Por mês, são recebidas pela usina, cerca de 2 mil toneladas de lixo. Em março, este número alcançou a marca de 2,6 mil toneladas. “A quantidade de lixo varia muito, pois depende da nossa capacidade de processamento e que muitas vezes esbarra na disponibilidade do maquinário.
Quando a usina iniciou suas atividades, 100% do lixo recolhido em Cuiabá ia para a triagem. Mas de lá para cá a cidade cresceu e nossa capacidade de reciclagem não acompanhou no mesmo ritmo”, observa Cavenaghe.
É difícil imaginar que garrafas plásticas, vidros, sacos plásticos, alumínio, papelão e mesmos restos orgânicos possam gerar um volume de recursos como os apresentados pela Cooperar. “Como estamos em um regime de cooperativismo, todos sabem da importância em produzir sempre mais. Esse é o diferencial da cooperativa”, destaca Cavenaghe.
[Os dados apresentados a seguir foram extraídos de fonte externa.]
PR #699, opened 2016-06-14
Prefer OWFS over W1

deece:
- Prefer OWFS over W1
  - Push the logging of which module is used down into the hardware specific drivers, as it is impossible for the static LogSystem call to access m_path which is required to determine which class will be loaded.


gizmocuz:
Thanks!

O plástico é o produto mais rentável para a cooperativa. Depois de selecionados e separados, são transformados em granulados que viram matéria-prima para a fabricação de mangueiras. O produto reciclavél abastece basicamente fábricas em Cuiabá e Várzea Grande. Cada quilo do granulado é vendido a cerca de R$0,90.
Este material é um dos que mais sofreu alta no valor de comercialização. No ano passado, o valor pago, em média era de R$ 0,60.
As garrafas plásticas e descartáveis de refrigerantes – chamadas de “PET” – são compactadas e transportadas em fardos. O material, que levaria cerca de 400 anos para se decompor, é transformado em tecido e fio de poliéster [usado para fabricação de cordas de nylon]. O destino de quase toda a produção é Itajaí, Santa Catarina. Cada quilo das garrafas “PET” é comercializado a R$0,37.
O vidro de garrafas é triturado e se transforma em outros vidros. Basicamente o produto é vendido para fábricas localizadas em São Paulo, por cerca de R$ 0,04 o quilo. De 2002 até agora o preço do quilo se manteve inalterado.
As latinhas de alumínio e as sucatas são transformadas em chapas de ferro. As latinhas com preços melhores estão sendo comprada da usina a R$ 2,20 o quilo em 2002 o valor era de R$ 1,70 – abastecem a capital. Já as sucatas que são vendidas a R$ 0,04 o quilo são compradas por industrias de Curitiba (PR).
O material orgânico – basicamente composto por restos de alimentos e folhas – também selecionado pelos cooperados é mantido em container por 18 dias e depois fica mais 30 dias espalhado em uma área do aterro sanitário e então peneirado e vendido. Do total produzido, 20% é da prefeitura, outros 20% tem com destino a organização não governamental ICV.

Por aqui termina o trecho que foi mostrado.